I don't know about any other recent "innovation" from Canon, but the Dual Pixel AF is *AWESOME*! ... just got the 70D yesterday and I was blown away by how fast it auto focuses by just touching the screen ... there is *nothing out there* that can accurately auto focus on a touch screen as fast as the 70D (both for stills and video) ... one has to try it to see it.


----------



## Ellen Schmidtee (Mar 4, 2014)

"Will still photography be necessary in the age of 4K video?

[GT] Somewhere in the future, maybe the two things might converge but currently with 4K technology you're talking about an 8MP still image, and with 20-30MP stills cameras being the norm I don't know whether 8MP would satisfy someone's needs."

Cause nobody can't compromise on prints sized A5 and smaller anymore? Damn...


----------



## saveyourmoment (Mar 4, 2014)

"Will still photography be necessary in the age of 4K video?"

Yes, because an 8MB image from a movie with a shutterspeed of 50 will be blurry... if we could shoot video with 160/250 or even higher shutterspeeds around 1000 or more to freeze action, then it will compete dslrs...

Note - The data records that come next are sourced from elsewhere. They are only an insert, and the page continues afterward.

PR #1074, opened 2023-05-26
chore: update dev dependencies

pwltr:
### Description

Update dev dependencies, remove unused package `semver`


package.json
```diff
@@ -138,68 +138,68 @@
...
     "browserify-zlib": "^0.2.0",
     "dns.js": "^1.0.1",
     "electrum-client": "github:BlueWallet/rn-electrum-client#76c0ea35e1a50c47f3a7f818d529ebd100161496",
-    "esbuild": "^0.17.10",
-    "eslint": "^8.19.0",
+    "esbuild": "^0.17.19",
+    "eslint": "^8.41.0",
+    "eslint-plugin-ft-flow": "^2.0.3",
     "eslint-plugin-import": "^2.27.5",
+    "eslint-plugin-jest": "^27.2.1",
```
limpbrains: What are these for ? some peer dependencies?

limpbrains (approved):

package.json
pwltr: Maybe not directly peer dependencies but I think these plugins are included in `@react-native-community/eslint-config` now, Couldn't find a way to exclude or disable them so I just added them. Not the best but it's just dev dependencies.

limpbrains: For some reason these dependencies of `@react-native-community/eslint-config` are installed in 
node_modules/@react-native-community/eslint-config/node_modules/
while others goes under  
`node_modules/`
that is why they are not found 

I was able to fix this with `yarn upgrade`, but that touched too many packages, probably not a good idea

limpbrains: I was able to fix this issue by running 
```
yarn upgrade <list of all dev dependencies>
```

after that I was able to remove 
```
    "@typescript-eslint/eslint-plugin": "^5.59.7",
    "@typescript-eslint/parser": "^5.59.7",

    "eslint-plugin-ft-flow": "^2.0.3",
    "eslint-plugin-import": "^2.27.5",
    "eslint-plugin-jest": "^27.2.1",
    "eslint-plugin-jsx-a11y": "^6.7.1",
    "eslint-plugin-react": "^7.32.2",
    "eslint-plugin-react-hooks": "^4.6.0",
    "eslint-plugin-react-native": "^4.0.0",
```
because all of the are part of @react-native-community/eslint-config

from packages.json and everything works fine, I can push this commit if you want

limpbrains: eslint-plugin-jsx-a11y and eslint-plugin-import are just unused packages

pwltr: Yes I arrived at the same result by now by deleting `yarn.lock` first for a clean install. Also removed peer deps & unused packages.

limpbrains: Deleting yarn.lock is not cool - this way you upgrade a lot of production dependencies.

__tests__/wallet.ts
```diff
@@ -17,10 +17,10 @@ describe('Wallet Methods', () => {
 		}
 		expect(res.value.onchain).toEqual(mnemonic);
 		expect(res.value.lightning).toEqual(
-			'old found shock tenant merit tower foster chase sauce stool book enhance public key whip group retreat member cabin blanket sorry pole gym wink',
+			'lawn host tribe green enrich crime anxiety volume item pill soon steak hip mother orbit balcony avocado half scrap topic race near cool change',
 		);
 		expect(res.value.tokens).toEqual(
-			'inspire sick rule wild near rebuild pride tomato shell come drip reduce street steel warrior project radar sister day title spice execute evolve outside',
+			'receive original tilt luxury autumn burden weapon mix bonus joke glow mobile west detect orient midnight slice control bargain height light clock argue oval',
```
pwltr, line 23: @limpbrains Do you know why this changed now? Maybe some packages never upgraded because of `yarn.lock` like `bitcoinjs-lib` & `bip39`, but why  is the derivation different now? Want to be careful here

pwltr:
Okay, this updated too many packages. I'm going to close here, can you open a PR with your commit instead @limpbrains ?

PR #1081, opened 2023-05-26
feat(wallet): Detect Reorgs And RBFs

coreyphillips:
### Description

- Bitkit now tracks transactions with less than 6-confirmations and notifies users of a relevant reorg or RBF.
- Added `unconfirmedTransactions` to `wallet` reducer.
- Created several new methods for tracking unconfirmed txs.
- Added a button to inject a fake transaction in the Dev menu.
- Added `exists` to `IActivityItem` types.
- Updated `mergeActivityItems` method.
- Added methods to clear store objects when rescanning.

With this update we're concerned with two main things that can happen to transactions with less than 6 confirmations.
 1. A transaction can get pushed back to the mempool due to a reorg.
 2. A zero-conf transaction can get removed from the mempool if it has insufficient fees for the given fee environment, a reorg occurs that knocks it from the mempool or it's RBF'd.

In the event number one occurs, Bitkit will detect that a previously confirmed transaction is now no longer confirmed and notifies the user accordingly. This is a best-case scenario where a user may only need to wait for the tx to confirm again. The only action that needs to be taken is ensuring the activity item is no longer marked as confirmed and the stored transaction height is adjusted.

In the event number two occurs, Bitkit will detect that a tracked transaction is no longer in the mempool and alert the user accordingly of a potential reorg or RBF. This situation is more severe since the transaction in question is now gone, reverting ownership of any received or sent funds. In this situation, Bitkit will set the `exists` state to false in the activity list item and highlight the tx entry in red in the activity list. Bitkit will also perform a rescan of the wallet to ensure funds and stored transactions are accurate.

### Type of change

### Tests

- [x] No test

### Screenshot / Video
ghost-tx
reorg
removed-from-mempool

### QA Notes

To test a reorg:
 1. Send funds to the wallet: `/regtest-deposit <address> 0.00005000`
 2. Mine a block: `/regtest-mine 1`
 3. Invalidate the block you just mined: `/regtest-invalidate-block <blockhash>`
 Expected: A blue notification should appear that matches the attached screenshot after detecting the reorg. The transaction should no longer appear as confirmed in the activity list.

To test an RBF or getting bumped from the mempool:
 1. Navigate to "Settings->Dev Settings->Inject Fake Transaction"
Expected: A red notification should appear that matches the attached screenshot after detecting the ghost/invalid tx. The tx in question should be red in the activity list. When tapping the activity list item the status should display "Removed from Mempool".

### Notes

- I added translations for the new notifications using Google translate. Please let me know if they need further adjustments.


src/utils/i18n/locales/ru/wallet.json
```diff
@@ -90,6 +90,8 @@
 	"activity_copied_tx_text": "ID транзакции скопирован в буфер обмена.",
 	"activity_confirming": "Подтверждение",
 	"activity_confirmed": "Подтверждена",
+	"activity_removed": "Удалено из мемпула",
+	"activity_removed_msg": "Пожалуйста, проверьте свой список действий. Любые затронутые транзакции будут выделены красным цветом.",
```
limpbrains, line 94: Thank you for the translation :) 
In future I think it is better to ingore languages, other than english. If new string is missing, english will be shown anyway. And we better use Transifex as a main store of translations, so we don't have to sync it back and forth.

limpbrains (changes requested):
LN transactions are now shown in red too

image

limpbrains:
Also I've pushed fix for e2e tests

src/store/migrations/index.ts
```diff
@@ -119,6 +119,21 @@ const migrations = {
...
+				wallets: {
+					...state.wallet.wallets,
+					[state.wallet.selectedWallet]: {
+						...state.wallet.wallets[state.wallet.selectedWallet],
+						unconfirmedTransactions: getNetworkContent({}),
+					},
+				},
+			},
+		};
+	},
```
pwltr: With our current state reconciler setting it's not possible to write migrations for state nested this deep, see note at the top of this file. Maybe we should switch to `hardSet` as state reconciler but this will have to be tested.

src/store/types/activity.ts
```diff
@@ -37,6 +38,7 @@ export type TLightningActivityItem = {
 	address: string;
 	message: string;
 	timestamp: number;
+	exists: boolean;
```
pwltr: This field seems unnecessary for a LN activity item.

pwltr (changes requested):

src/utils/i18n/locales/ru/wallet.json
coreyphillips: > LN transactions are now shown in red too
> 
> image

Thanks. Updated default params/checks [here](https://github.com/synonymdev/bitkit/pull/1081/commits/fccb8d74ebd98d3eeb1cf43cd0b58cd2f5f531cf).

src/store/types/activity.ts
coreyphillips: Removed exists from types [here](https://github.com/synonymdev/bitkit/pull/1081/commits/fccb8d74ebd98d3eeb1cf43cd0b58cd2f5f531cf).

src/store/migrations/index.ts
coreyphillips: Thanks for pointing that out. I'll set it to `hardSet` and run some tests on my end to ensure it's behaving as expected.

coreyphillips: Updated [here](https://github.com/synonymdev/bitkit/pull/1081/commits/dbebbb99fee1d14c8e64db7382af5f8738854706).

coreyphillips: `hardSet` seems to prevent the app from starting. I changed `hardSet` back to `autoMergeLevel2` for now while I attempt to figure out the cause of the issue.

coreyphillips: Updated the migration for `unconfirmedTransactions` [here](https://github.com/synonymdev/bitkit/pull/1081/commits/60200af4d3afee5785e44ffd24d9e7808b857e0f). Should be good to go.

coreyphillips:
Tested the `unconfirmedTransactions` migration from old state to new without issue on my end. Please let me know if you encounter any issues during your testing.

limpbrains (approved):

src/screens/Activity/ActivityDetail.tsx
```diff
@@ -325,6 +326,15 @@ const OnchainActivityDetail = ({
 		);
 	}
 
+	if (activityType === EActivityType.onchain && !exists) {
```
pwltr, line 329: this will always be true since we're in `OnchainActivityDetail`

src/store/actions/wallet.ts
```diff
@@ -619,6 +696,374 @@ export interface ITransactionData {
...
+	}
+};
+
+/**
+ * Parses and adds unconfirmed transactions to the store.
+ * @param {TWalletName} [selectedWallet]
+ * @param {TAvailableNetworks} [selectedNetwork]
+ * @param {IFormattedTransactions} transactions
+ */
+export const addUnconfirmedTransactions = async ({
```
pwltr: unnecessary usage of `async`

src/store/actions/wallet.ts
```diff
@@ -619,6 +696,374 @@ export interface ITransactionData {
...
+		if (processRes.isErr()) {
+			return err(processRes.error.message);
+		}
+
+		const { unconfirmedTxs, outdatedTxs, ghostTxs } = processRes.value;
+		if (outdatedTxs.length) {
+			// Notify user that a reorg has occurred and that the transaction has been pushed back into the mempool.
+			const singular = i18n.t('wallet:reorg_msg_begin_singular');
+			const plural = i18n.t('wallet:reorg_msg_begin_plural');
+			await showInfoNotification({
```
pwltr: unnecessary `await`

pwltr (changes requested):

src/screens/Activity/ActivityDetail.tsx
coreyphillips: This is to appease typescript. Otherwise, exists would have to be added to each ActivityItem type.

pwltr: No this is not true. TS will know that `activityType` will always be `EActivityType.onchain` here and that `exists` will be there.

src/store/actions/wallet.ts
coreyphillips: Updated [here](https://github.com/synonymdev/bitkit/pull/1081/commits/2e01f0f1948de799bdf3ca188cd9cdf85fee885c).

src/store/actions/wallet.ts
coreyphillips: Update [here](https://github.com/synonymdev/bitkit/pull/1081/commits/2e01f0f1948de799bdf3ca188cd9cdf85fee885c).

pwltr (approved):

pwltr (approved):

for now we only can take images from a 4k video when the subjects aren't moving, or slowly moving at least.


----------



## sanj (Mar 4, 2014)

saveyourmoment said:


> "Will still photography be necessary in the age of 4K video?"
> 
> Yes, because an 8MB image from a movie with a shutterspeed of 50 will be blurry... if we could shoot video with 160/250 or even higher shutterspeeds around 1000 or more to freeze action, then it will compete dslrs...
> 
> for now we only can take images from a 4k video when the subjects aren't moving, or slowly moving at least.



We can.


----------



## traveller (Mar 4, 2014)

Woohoo! Time to play the "take a Japanese Executive's comments out of context game"!!! 

Round 1: 

"...looking to the future one thing I can say for sure is that the camera has to outperform the human eye... "increasing resolution, sensitivity, *dynamic range* (_my italics, bold and underlining -to prove to doubters that it *is* coming!_) and so on..."...unlimited resolution, unlimited sensitivity and unlimited dynamic range you can take photos of anything that exists on this earth." [Ken-Ichi Shimbori DPReview's CP+ 2014 Canon Interview. _Edits have been made for structure and clarity_]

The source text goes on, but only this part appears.